Gee, how did I ever misse this post. I strongly recomend this dish for anybody who likes cabage. It might be more of a winter dish but it is wonderfull.There are as many recipes for this as there are cooks, I make mine diferently but the idea is the same. I strongly recomend you people take a notice of this.


----------



## DaveSoMD (Apr 23, 2010)

Wow! Real Polish cooking! I am in heaven. I have been looking to find more than just my family's recipes!  This looks great!  

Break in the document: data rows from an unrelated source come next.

PR #782, opened 2021-12-25
Check for empty paths in builtin test

### LINKED ISSUE #781: interp: test -d "" succeeds when it should fail
I've been testing shell portability for a silly script of mine, and hit upon a behavior difference with the built-in command `test`:

```shell
for shell in sh bash dash zsh ksh csh tcsh gosh; do 
    printf "%s\t" "$shell "
    $shell -c "test -d '' && echo true || echo false"
done
```
```shell
sh 	false
bash 	false
dash 	false
zsh 	false
ksh 	false
csh 	false
tcsh 	false
gosh 	true
```

I noticed this as I had code relying upon [ -d "${XDG_CACHE_HOME:-}" ] to fail when the env var was unset.

Poking around the code for a few minutes led me to [Runner.absPath](https://github.com/mvdan/sh/blob/4a4c1600341f6413719f5e8a50105b8d13a96d6d/interp/builtin.go#L870-L875). It has a few callsites however, and I haven't audited them to see if the obvious change of checking for `path == ""` would impact them.

raylee:
`test -d ""` succeeds when it should fail. Checking all the flags which take a path in `gosh` (ignoring G and O which are not yet implemented):

```sh
for flag in b c d e f g h k L p r s S u w x; do
    test -$flag ""
    echo -n "$flag$? "
done
```

Results in `b1 c1 d0 e0 f1 g1 h1 k1 L1 p1 r0 s0 S1 u1 w1 x1`. Some are correctly failing, but for the wrong reasons.

`absPath` is updated to check for empty paths and return them untouched. `changeDir` was relying on the old behavior, so it now explicitly implements the same behavior as bash, dash, mksh, and zsh, where a `cd ''` is equivalent to a `cd .`. (This was also the previous behavior in gosh.)

Shell behavior was surveyed with:

```sh

try() {
	local cmd="$1" want="$2"
	for shell in bash csh dash gosh ksh mksh posh sh tcsh zsh; do
		local got
		got="$($shell -c "$cmd" 2>&1)"
		if [ "$got" != "$want" ]; then
			printf "~   FAIL: %s\n" "$shell: $cmd"
			printf "    want: %s\n" "$want"
			printf "     got: %s\n" "$got"
			echo
		fi
	done
}

try 'cd /; cd /tmp; cd ""; echo $? $PWD $OLDPWD' '0 /tmp /tmp'

try 'for flag in b c d e f g h k L p r s S u w x; do test -$flag ""; echo -n "$flag$? "; done' \
    'b1 c1 d1 e1 f1 g1 h1 k1 L1 p1 r1 s1 S1 u1 w1 x1 '
```

Closes #781

### DIFF
--- a/interp/handler.go
+++ b/interp/handler.go
@@ -276,7 +276,7 @@ type OpenHandlerFunc func(ctx context.Context, path string, flag int, perm os.Fi
 func DefaultOpenHandler() OpenHandlerFunc {
 	return func(ctx context.Context, path string, flag int, perm os.FileMode) (io.ReadWriteCloser, error) {
 		mc := HandlerCtx(ctx)
-		if !filepath.IsAbs(path) {
+		if path != "" && !filepath.IsAbs(path) {
 			path = filepath.Join(mc.Dir, path)
 		}
 		return os.OpenFile(path, flag, perm)
--- a/interp/interp_test.go
+++ b/interp/interp_test.go
@@ -192,13 +192,6 @@ type concBuffer struct {
 	sync.Mutex
 }
 
-func absPath(dir, path string) string {
-	if !filepath.IsAbs(path) {
-		path = filepath.Join(dir, path)
-	}
-	return filepath.Clean(path)
-}
-
 func (c *concBuffer) Write(p []byte) (int, error) {
 	c.Lock()
 	n, err := c.buf.Write(p)
@@ -858,6 +851,10 @@ var runTests = []runTest{
 	{"[[ a == [ab ]]", "exit status 1"},
 	{`HOME='/*'; echo ~; echo "$HOME"`, "/*\n/*\n"},
 	{`test -d ~`, ""},
+	{
+		`for flag in b c d e f g h k L p r s S u w x; do test -$flag ""; echo -n "$flag$? "; done`,
+		`b1 c1 d1 e1 f1 g1 h1 k1 L1 p1 r1 s1 S1 u1 w1 x1 `,
+	},
 	{`foo=~; test -d $foo`, ""},
 	{`foo=~; test -d "$foo"`, ""},
 	{`foo='~'; test -d $foo`, "exit status 1"},
@@ -880,6 +877,10 @@ var runTests = []runTest{
 	},
 	{
 		`w="$HOME"; cd; [[ $PWD == "$w" ]]`,
+		"",
+	},
+	{
+		`mkdir test.cd; cd test.cd; cd ''; [[ "$PWD" == "$OLDPWD" ]]`,
 		"",
 	},
 	{
--- a/interp/builtin.go
+++ b/interp/builtin.go
@@ -853,6 +853,9 @@ func (r *Runner) readLine(raw bool) ([]byte, error) {
 }
 
 func (r *Runner) changeDir(path string) int {
+	if path == "" {
+		path = "."
+	}
 	path = r.absPath(path)
 	info, err := r.stat(path)
 	if err != nil || !info.IsDir() {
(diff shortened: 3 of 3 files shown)


interp/interp_test.go
```diff
@@ -882,6 +889,10 @@ var runTests = []runTest{
 		`w="$HOME"; cd; [[ $PWD == "$w" ]]`,
 		"",
 	},
+	{
+		"cd /; cd /tmp; cd ''; echo $? $PWD $OLDPWD",
```
mvdan, line 893: this might fail as it depends on /tmp being present, and the tests also run on e.g. mac and windows. perhaps mkdir some directories and use those instead.

interp/interp_test.go
```diff
@@ -193,6 +193,9 @@ type concBuffer struct {
 }
 
 func absPath(dir, path string) string {
+	if path == "" {
+		return ""
+	}
```
mvdan, line 198: I hadn't noticed we had two copies of this func, one as a method and another as a standalone func. Perhaps move this next to the method, and make the method do `return absPath(r.Dir, path)`.

interp/handler.go
```diff
@@ -276,7 +276,7 @@ type OpenHandlerFunc func(ctx context.Context, path string, flag int, perm os.Fi
 func DefaultOpenHandler() OpenHandlerFunc {
 	return func(ctx context.Context, path string, flag int, perm os.FileMode) (io.ReadWriteCloser, error) {
 		mc := HandlerCtx(ctx)
-		if !filepath.IsAbs(path) {
+		if path != "" && !filepath.IsAbs(path) {
```
mvdan, line 279: Can you add a test for this? for instance, `"" foo`.

mvdan (commented):
Looks good! Just some nits.

interp/interp_test.go
raylee: Ah, thanks. It passes on my Macbook and under git-bash on Windows, but does indeed fail on Windows when not under the emulation layer. Fixed.

interp/handler.go
raylee: This is implicitly checked via `test -r ""` (runner: unTest -> open -> openHandler), but that's probably a bit too far away for a clear test.

I've added a test for DefaultOpenHandler.

raylee:
The new test for DefaultOpenHandler fails on Windows at the moment because I've forgotten NTFS semantics. Don't approve the workflow yet!

interp/handler.go
raylee: Oh, you probably meant to add just another shell test here rather than a Go test, didn't you. If so I'll respin the patch.

mvdan: Oh, this is the default *open* handler, not the default *exec* handler. My suggestion above about `"" foo` is entirely irrelevant.

My apologies. Please just back out TestDefaultOpenHandler, as the added test cases already cover this code, like you correctly pointed out. More test code isn't necessary.

mvdan (approved):
LGTM if you remove the test.

The CI failure is also not your fault; see https://github.com/mvdan/sh/commit/71b5012474a5e3a9255a1628bf035c738cc6f738. If you rebase on the latest master, it should be green.

It would also help if you squashed the commits so I can rebase-merge directly. Also see https://github.com/golang/go/wiki/CommitMessage; that's the commit message style I try to follow. Not a problem if you don't want to do this part; I can edit the message when merging too.

raylee:
I appreciate the feedback. I've reworded the commit message to be more aligned with that guide, but it's still my slightly-chatty style. You're more than welcome to edit it as you see fit.

mvdan (approved):
Great, thanks again!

Definately a winter or rainy-day dish Charlie!


----------



## CharlieD (Apr 23, 2010)

Yes, I only wish I found this recipe when it was first posted.


----------



## Claire (May 1, 2010)

I have to laugh at this one!  Annually, during the coldest months of the year, I make halupke, guampke, whatever you want to call it, my version of stuffed cabbage leaves.  I make tons of it, and with some of the leftovers I chop the rolls, add some saurkraut, and basically come up with a soup that is ... well, this.  I started doing it when I met a friend who pretty much lives on soups and stews.  She is a shut in once I brought her some cabbage rolls and she told me she loved the "juice" ... so I started adding more to the sauce and making her a soup of it.  It became a hit, not just with her, but with my husband and me as well.


----------



## Kayelle (Dec 23, 2010)

This was one of my favorite meals growing up.  My Dad had a few changes however....he used a can of tomatoes instead of the tomato paste, and he always added a grated potato to the mix.  Often he would use pork spare ribs, for the added flavor of all those bones.  Now I'm soooooo hungry for this.


----------



## Zhizara (Dec 23, 2010)

Hi Kayelle, Merry Christmas

Tell me how to make it.  If you love it, I'm sure I would too.


----------



## justplainbill (Dec 23, 2010)

Kayelle said:


> This was one of my favorite meals growing up.  My Dad had a few changes however....he used a can of tomatoes instead of the tomato paste, and he always added a grated potato to the mix.  Often he would use pork spare ribs, for the added flavor of all those bones.  Now I'm soooooo hungry for this.


I'm with your dad's approach in that I prefer this dish with a little thicker gravy / sauce (which is what the grated potatoes provide).  Caught between Poland and Hungary my relatives were more partial to the reddening agent and flavor provided by paprika rather than tomatoes.


----------



## Kasia (Jan 15, 2011)

**

I can do it "Step by Step" if you want.


----------



## CharlieD (Jan 15, 2011)

Step by step is great idea.


----------



## Kasia (Jan 16, 2011)

I'm going to do it in saturday. ok?


----------



## CharlieD (Jan 16, 2011)

thank you.


----------



## Kasia (Jan 16, 2011)

**

I will do it especially for you in this weekend or even early. I hope that you try it too.


----------



## Kasia (Jan 22, 2011)

*Recipe once again - Bigos*

 
_Hi! I've just finished ! I'm waiting for questions. I hope that this recipe is quite clear. _ 
Ingredients: 
0.5 kg sauerkraut, 
0.5 kg of white cabbage-about half a small head, 
1 onion, 
2 stock cubes, 
3 tablespoons of tomato puree, 
3 sausages, 
seasonings: salt, pepper,
 
Method: 
 
Pour water and sauerkraut cook until tender for 15 min.
 
Cut white cabbage.
 
Then pour over the cabbage with water and cook until tender, about 15 minutes.
 
After cooking, drain the sauerkraut.
 
Drain the cabbage white too.
 
Put into the pot drained sauerkraut and cabbage white.
 
Pour water and cook. Then, when the cabbage begins to boil, add the stock cubes.
 
Chop the onion.
 
Sausage peeled and cut into cubes.
 
Then fry sliced sausage in oil.
 
For the fried sausage add diced onion and cook until the onion until golden brown.
 
Then add the tomato puree and mix thoroughly.
 
Add to boiling cabbage, fried sausage, onions, and puree.
 
Mix everything together thoroughly, seasoning with salt and pepper to taste and cook for about 10 minutes.
 
That's all.


----------